The country’s president, Nayib Bukele, argues that this law will increase El Salvador’s bitcoin investments, and also will limit the costs of transferring money for expatriates. Around 25% of Salvadorans live abroad, in the United States, and they are of course helping their families out by sending them money. This makes up 21% of the country’s GDP, so the facilitation of all the transferring processes would (in theory) help the country out.
But the World Bank refused to help El Salvador implement new technicalities (upon the president’s request). There are a few reasons for that, and one of them is the ecological concerns over bitcoin mining. Also, J.P. Morgan published a research paper in June, where they openly claimed that they hardly see any economic benefits from such actions of El Salvador’s president.
The changes were not consulted with the citizens, and the obligation to accept the bitcoin payments is seen rather as a forced tender than a legal one. Steve Hanke compares this to the most (in)famous totalitarian regimes. As he recalls, the Soviet Union also was based on forced laws, and Nazi Germany imposed on all the citizens of conquered countries to use their currency.

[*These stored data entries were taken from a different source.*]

PR #4332, opened 2023-07-25
threaded adherence cache production error

pbugni:
add guard and premature exit should adherence cache be working on timeline data purged in another thread.


ivan-c (approved):
Looks good, thanks!!

Applied to prod on 2023-07-26 and haven't seen any exceptions since

PR #4338, opened 2023-09-14
TN-3250, incorrect type in check for withdrawn from study

pbugni:
The view used to determine which questionnaires (assessments) a given patient needs to submit, was incorrectly comparing an `OverallStatus` instance with the string `Withdrawn`.  Thus, patients withdrawn from a given study would incorrectly be administered assessments.

Extending this hotfix to include exclusion of questionnaire responses after withdrawn visits - actually now excluding ALL questionnaire responses that aren't associated with a valid questionnaire bank (i.e. a visit).

### DIFF
--- a/portal/eproms/templates/eproms/assessment_engine/ae_complete.html
+++ b/portal/eproms/templates/eproms/assessment_engine/ae_complete.html
@@ -38,17 +38,24 @@
                 <div class="text-content">{{_("No questionnaire is due.")}}</div>
             {%- endcall -%}
         {%- else -%}
-            <!-- substudy due card -->
-            {{empro_due(
-                substudy_assessment_is_due=substudy_assessment_is_due,
-                assessment_status=assessment_status,
-                OverallStatus=OverallStatus,
-                substudy_assessment_status=substudy_assessment_status,
-                substudy_due_date=substudy_due_date,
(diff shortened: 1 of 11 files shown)


mcjustin:
> The view used to determine which questionnaires (assessments) a given patient needs to submit, was incorrectly comparing an `OverallStatus` instance with the string `Withdrawn`. Thus, patients withdrawn from a given study would incorrectly be administered assessments if any had been left `in-progress`.

@pbugni  that might explain the first QR that patient 5596 completed post-withdrawal (#65241), but it doesn't *seem* to explain what happened with their QR 72971 completed 2023-07-06, many months after their withdrawal in Oct '22. 
https://movember.atlassian.net/browse/TN-3250?focusedCommentId=246743

pbugni:
@mcjustin sorry for the confusion in my initial comment, the in-progress scenario is not the only one that would incorrectly have been given the chance, I had just watched that scenario in the debugger.  The check was in general, for a user being withdrawn from a study.

mcjustin (approved):

ivan-c (approved):

mcjustin (approved):

pbugni:
i'd like to rename the branch (from hotfix/x to feature/x) as we're not releasing as hotfix, but that would mean closing out this PR and losing the history, so, we'll live with it.

PR #4339, opened 2023-09-15
TN-3259 research data export - UI not showing the most current download link

achen2401:
Address story: [TN-3259](https://movember.atlassian.net/browse/TN-3259?atlOrigin=eyJpIjoiM2Q1MzQ2ZjE0YzY1NDBjMDk0OTM2OWMxMWMzMTc3ODAiLCJwIjoiamlyYS1zbGFjay1pbnQifQ)
See also Slack convo [here](https://cirg.slack.com/archives/C5EU4L7PF/p1694733386101599)
Changes include:
- Whenever an data export is initiated on the UI, the frontend will cache the celery task URL associated with the export
- Address the scenario where the export is left running in the background, e.g. as when user switches to a different browser tab - when data export window receives focus again, e.g. as when the user comes back from a different browser tab, the frontend will now check if the download has finished by calling the celery task URL cached from the previous step and update the download link on UI if it has finished successfully.
- other change - enhance error checking

### DIFF
--- a/portal/static/js/src/components/ExportInstruments.vue
+++ b/portal/static/js/src/components/ExportInstruments.vue
@@ -116,8 +116,8 @@
                 //watch for when study changes
                 //reset last exported item link as it is specific to each study
                 this.handleSetExportHistory();
-                //reset export error
-                this.resetExportError();
+                //reset export display info
+                this.resetExportInfoUI();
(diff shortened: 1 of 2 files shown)


mcjustin (approved):

pbugni (approved):
thank you!

PR #4342, opened 2023-10-03
Fixup Docker Image Building

ivan-c:
- Update debian base image from oldoldstable (buster) to oldstable (bullseye)
  - current stable (bookworm) fails to build

We'll probably want to switch to our general (simpler) approach for building python images and remove [`dh-virtualenv`](https://github.com/spotify/dh-virtualenv), instead of upgrading to bookworm


pbugni (approved):
bullseye!  🎯

PR #4343, opened 2023-10-06
IRONN-210 allow for change of withdrawal dates

pbugni:
This change allows for an update to an existing withdrawn consent.  Previously, a 404 was generated if the user didn't have a valid matching consent when a withdrawal was requested.

It is required that the requested withdrawal date is:
- greater than the last valid consent for the research study
- less than 1 day in the future (to allow for any timezone details)

### DIFF
--- a/portal/views/user.py
+++ b/portal/views/user.py
@@ -1,5 +1,5 @@
 """User API view functions"""
-from datetime import datetime
+from datetime import datetime, timedelta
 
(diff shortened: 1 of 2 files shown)


pbugni:
grr, the select for review didn't go through last night, sorry 'bout that.

mcjustin (approved):

PR #4346, opened 2023-10-11
Fixup python3 path

ivan-c:
- Update version-specific python3 paths to bookworm release of python3
- fixes #4342

### DIFF
--- a/debian/portal.triggers
+++ b/debian/portal.triggers
@@ -1,4 +1,4 @@
-# Register interest in Python interpreter changes (Python 2 for now); and
+# Register interest in Python interpreter changes (Python 3 for now); and
 # don't make the Python package dependent on the virtualenv package
 # processing (noawait)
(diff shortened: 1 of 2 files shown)


debian/portal.triggers
```diff
@@ -1,7 +1,7 @@
 # Register interest in Python interpreter changes (Python 2 for now); and
```
pbugni, line 1: dated comment (Python 2), but not urgent.

pbugni (approved):
would rather see a variable used for python version, but i assume this is not easy/available, or you would have done so.

debian/portal.triggers
ivan-c, line 1:
```suggestion
# Register interest in Python interpreter changes (Python 3 for now); and
```

ivan-c: Thanks! fixed in 8be5066

PR #4349, opened 2023-11-08
TN-3267 Remove Zulu

mcjustin:
Only Groote Schuur Hospital has been using it to date.  https://movember.atlassian.net/browse/TN-3267 .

President Bukele is shifting towards totalitarianism
The US dollar has been officially El Salvador’s currency since 2001. This means, that should they want, bitcoin holders from outside the country (with higher risks of that coming from China, Iran, or Russia) will be able to cash out using El Salvador and drain the country’s reserves of dollars. Professor Hanke believes that the country will be left without money.
The other thing is that the corruption rate is alarming in the country, and it undermines the rule of law and democracy there, as Freedom House states. El Salvador finished a brutal, 12-years-long civil war 29 years ago (in 1992) and could not find a proper balance ever since. President Bukele was chosen for his seat in 2019 in a fair and free election, but the direction he has headed is clear.

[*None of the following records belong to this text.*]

PR #4354, opened 2023-12-12
IRONN-225 EMPRO month 12 expired vs. not available

pbugni:
fix for https://movember.atlassian.net/browse/IRONN-225

EMPRO qb_status expired status is ambiguous - can mean "not yet available" or "expired".  Added comparison with consent to correct in adherence report.

### DIFF
--- a/portal/models/reporting.py
+++ b/portal/models/reporting.py
@@ -168,8 +168,8 @@ def single_patient_adherence_data(patient, as_of_date, research_study_id):
             ts_reporting = TriggerStatesReporting(patient_id=patient.id)
             empro_row_detail(row, ts_reporting)
 
-        # latest is only valid for a week, unless the user withdrew
-        valid_for = 500 if row['status'] in ('Expired', 'Withdrawn') else 7
+        # latest is only valid for a day, unless the user withdrew
+        valid_for = 30 if row['status'] in ('Expired', 'Withdrawn') else 1
         AdherenceData.persist(
             patient_id=patient.id,
             rs_id_visit=rs_visit,
@@ -181,9 +181,10 @@ def single_patient_adherence_data(patient, as_of_date, research_study_id):
     for qbd, status in qb_stats.older_qbds(last_viable):
         rs_visit = AdherenceData.rs_visit_string(
             research_study_id, visit_name(qbd))
-        # once we find cached_data, the rest of the user's history is good
+        # once we find cached_data, the rest of the user's history is likely
+        # good, but best to verify nothing is stale
         if AdherenceData.fetch(patient_id=patient.id, rs_id_visit=rs_visit):
-            break
+            continue
 
         historic = row.copy()
         historic['status'] = status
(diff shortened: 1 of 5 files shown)


pbugni:
Realizing we'll need a migration to catch cached adherence data for the affected patients.

portal/models/reporting.py
```diff
@@ -152,10 +152,14 @@ def empro_row_detail(row, ts_reporting):
     # build up data until we find valid cache for patient's history
     status = str(qb_stats.overall_status)
     row = patient_data(patient)
+    row["status"] = status
     if status == "Expired" and research_study_id == EMPRO_RS_ID:
-        row["status"] = "Not Yet Available"
-    else:
-        row["status"] = status
```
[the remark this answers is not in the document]
pbugni: No, `status` will contain that value as well as others like `Withdrawn` and will fall through to the `else` clause.

mcjustin (approved):

portal/models/reporting.py
```diff
@@ -152,10 +152,14 @@ def empro_row_detail(row, ts_reporting):
...
+        # Expired status ambiguous for EMPRO - either not available
+        # due to complex business rules around start or walked off
+        # the end.  Assume if consent + 1year > now, it's the former.
+        consent = datetime.strptime(row["consent"], "%d-%b-%Y %H:%M:%S")
+        if consent + timedelta(days=365) > as_of_date:
```
mcjustin, line 161: Per https://promowiki.movember.com/pages/viewpage.action?pageId=72941826#SequencingofPROMs-EMPROQUESTIONNAIRE , the actual 12 month expiration date can be significantly later than this.

1. *"If the subject consents to the IRONMAN and EMPRO studies on the same day: the EMPRO questionnaire is made available for four weeks from the date the subject completes their baseline IRONMAN questionnaire"*. So, this cutoff date can be up to 4 weeks too early in this situation.
2. *"If the subject consents to the EMPRO study after consenting to the IRONMAN study... (and) If the subject consents to the EMPRO study more than four weeks after completing an IRONMAN questionnaire: The EMPRO questionnaires are made available for four weeks from the date the subject completes their next IRONMAN questionnaire"* - this may be even longer than four weeks later, as I read it.

Am I reading this correctly? Would we report "Expired" to soon in these situations?

If so, can we look to the timeline for a more accurate date here? If not, we'll need to explain to PCCTC how to interpret this.

pbugni: hmm, yes, you are correct.  i'll need to work that in, thanks for remembering this detail @mcjustin

pbugni: also of note, found in testing scenarios where `row["consent"] == None` need to account for this as well.

pbugni:
@mcjustin I just requested a fresh review after fixing the issue you found above.  testing revealed other details i resolved as well.

mcjustin (approved):

portal/models/reporting.py
mcjustin: As I read it, you've addressed this - thanks

PR #4363, opened 2024-02-14
Adherence to always report withdrawal and completed after

pbugni:
Adherence report changes:
- always include a row for withdrawal, and use 'completed date' column for date of withdrawal
- include completed visits even if they are completed after date of withdrawal

qb_timeline changes:
- include rows after withdrawal for implementation of the above

migration changes:
- now that we must rebuild the timeline and adherence data for every withdrawn user, it takes far too long to run and would render the service unavailable until the migration completes.  therefore, it only removes the timelines and adherence data for that set of users, and will rebuild when first requested.

NB: this PR merges into another branch, such that all may be a single update on the develop branch.


portal/migrations/versions/3c871e710277_.py
```diff
@@ -152,49 +157,68 @@ def upgrade():
...
-            b4_state = capture_patient_state(patient_id)
-            update_users_QBT(
-                patient_id,
-                research_study_id=study_id,
-                invalidate_existing=True)
-            _, _, _, any_changes = present_before_after_state(
-                patient_id, study_id, b4_state)
-            if not any_changes:
-                continue
+            if slow_report_details:
```
mcjustin, line 160: I don't see this ever being set to true...

mcjustin (approved):
Thanks, just had one question out of curiosity.

portal/migrations/versions/3c871e710277_.py
pbugni: > I don't see this ever being set to true...

no, that was just a convenient way to fence out that code, in case we wanted to review the noisy output.  that's exactly how i generated the files attached to IRONN-210 - but given that we're now hitting every withdrawn patient, it's an overwhelming amount of data (and more than doubles the time).

mcjustin: 👍

portal/config/eproms/Questionnaire.json
```diff
@@ -5851,6 +5851,42 @@
                 "display": "Other",
                 "code": "irondemog_v3.26.8"
               }
+            },
```
ivan-c, line 5854: (this was in #4364 )

ivan-c (approved):

PR #23, opened 2016-02-16
Merge fork-arnopaehler (e20834e)

Plaristote:
add QMLFont constructor in Checkbox and TextArea
change permitted versions in TextArea
add QMLAnimation constructor in SequentialAnimation

### DIFF
--- a/src/qtcore/qml/elements/QtQuick.Controls/Checkbox.js
+++ b/src/qtcore/qml/elements/QtQuick.Controls/Checkbox.js
@@ -7,7 +7,8 @@ registerQmlType({
     QMLItem.call(this, meta);
     var self = this;
 
-    this.font = new getConstructor('QtQuick', '2.0', 'Font')(this);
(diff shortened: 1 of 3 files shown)


ChALkeR:
Actual changes LGTM, but I think that there is no need to update `lib/` between releases, I opened #27 to discuss that.

Plaristote:
The question raised with me as well when I was working on these commits.
The lib folder was updated by arnopaehler, so I decided to follow the original committer's approach here. But I do agree that we shouldn't update lib/ on every commit (or even that lib/ shouldn't be in the repository at all).

From the current opinions in #27, for now we all agree that /lib shouldn't be added to every commit. Should I make another pull request in which these commits have been stripped of any changes in /lib ?

Plaristote:
I altered the pull request, removing all changes to the /lib folder.

ChALkeR:
Thanks!
LGTM, merging.

PR #24, opened 2016-02-17
Parse import statements using kde-master's qmlimport

Plaristote:
I patched the code from master so that it would load modules and javascript imports using the qmlimport parser form kde-master, instead of the one currently in master (which was written by myself a long time ago, and shouldn't be kept, as it is less concise and doesn't conform to the parsing logic used everywhere else).

I also removed the import of QML files (such as: import my.qml), since I couldn't get it to work right away, and didn't find anything in the QML documentation about these kind of imports.

The only missing thing from import is the recursive import of a directory containing qml files. Could be done for node.js users, though for web browsers, we can only do it using the qrc thingy (since we can't access the filesystem). We may want to open a low priority issue to add that feature in the future.

### DIFF
--- a/src/qtcore/qml/QMLEngine.js
+++ b/src/qtcore/qml/QMLEngine.js
@@ -107,7 +107,7 @@ QMLEngine = function (element, options) {
         // Create and initialize objects
         var component = new QMLComponent({ object: tree, parent: null });
         doc = component.createObject(null);
-        component.finalizeImports();
+        component.finalizeImports(this.rootContext());
         this.$initializePropertyBindings();
 
         this.start();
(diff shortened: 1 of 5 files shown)


ChALkeR:
> recursive import of a directory containing qml files

That should work through `qmldir`, and the code to do that should be in the kde branch. I do not know its current state, though, but will check that.

Plaristote:
Is this good for merging ?
It'll be more convenient to check the state of qmldirs with this implementation of qmlimport merged in.

ChALkeR:
This looks good to me, but I would prefer @akreuzkamp to re-check this, too.

aspidites:
@Plaristote,

Don't let this stop this PR from being merged, but I thought you'd be interested:
- [Directory Imports](http://doc.qt.io/qt-5/qtqml-syntax-directoryimports.html)

I assume that doing so addes a qmldir, and anything within a qmldir is importable.

akreuzkamp:
lgtm, approved :)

In February 2020, a year after he got elected, he deployed security forces and forced them to occupy the legislature. His aim was to get approval for his security funding request. The supreme court protested in October 2020, and ruled the president’s actions unconstitutional.
In May 2021 he decided to get rid of his political opponents, and after he got the support of the legislative assembly, Bukele ousted Raúl Melara, the attorney general, and the judges of the supreme court. USAID (US Agency for International Development) has withdrawn its aid from El Salvador’s public information institute and national police in response to this event. Money from the United States will no longer support the actions of the government and instead is transferred to civil society groups. Bukele did not seem to bother that, as he twitted that he’s ‘cleaning his house’, and that it was none of ‘our’ business.
These major issues are something really alarming for the international observers, as El Salvador’s case becomes more and more worrying. If the officials are able to push their ideas forward one step at a time, and no opposition or sanity could stop them, then what else could other countries do?